* [EXTRACTED RECORDS]
= = = = =
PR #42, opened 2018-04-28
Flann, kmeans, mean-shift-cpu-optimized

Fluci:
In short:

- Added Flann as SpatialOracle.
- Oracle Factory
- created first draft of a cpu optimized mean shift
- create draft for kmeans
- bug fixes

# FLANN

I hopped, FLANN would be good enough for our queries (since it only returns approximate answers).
= = = = =
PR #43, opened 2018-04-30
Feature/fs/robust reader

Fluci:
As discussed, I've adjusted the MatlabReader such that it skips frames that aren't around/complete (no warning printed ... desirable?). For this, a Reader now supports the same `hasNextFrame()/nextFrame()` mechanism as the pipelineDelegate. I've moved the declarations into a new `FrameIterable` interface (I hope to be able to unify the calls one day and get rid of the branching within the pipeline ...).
= = = = =
* [TASK BRIEF] Report the number of lines in the entries that hold the word "draft". Nothing else is wanted.

* [RESULT] 2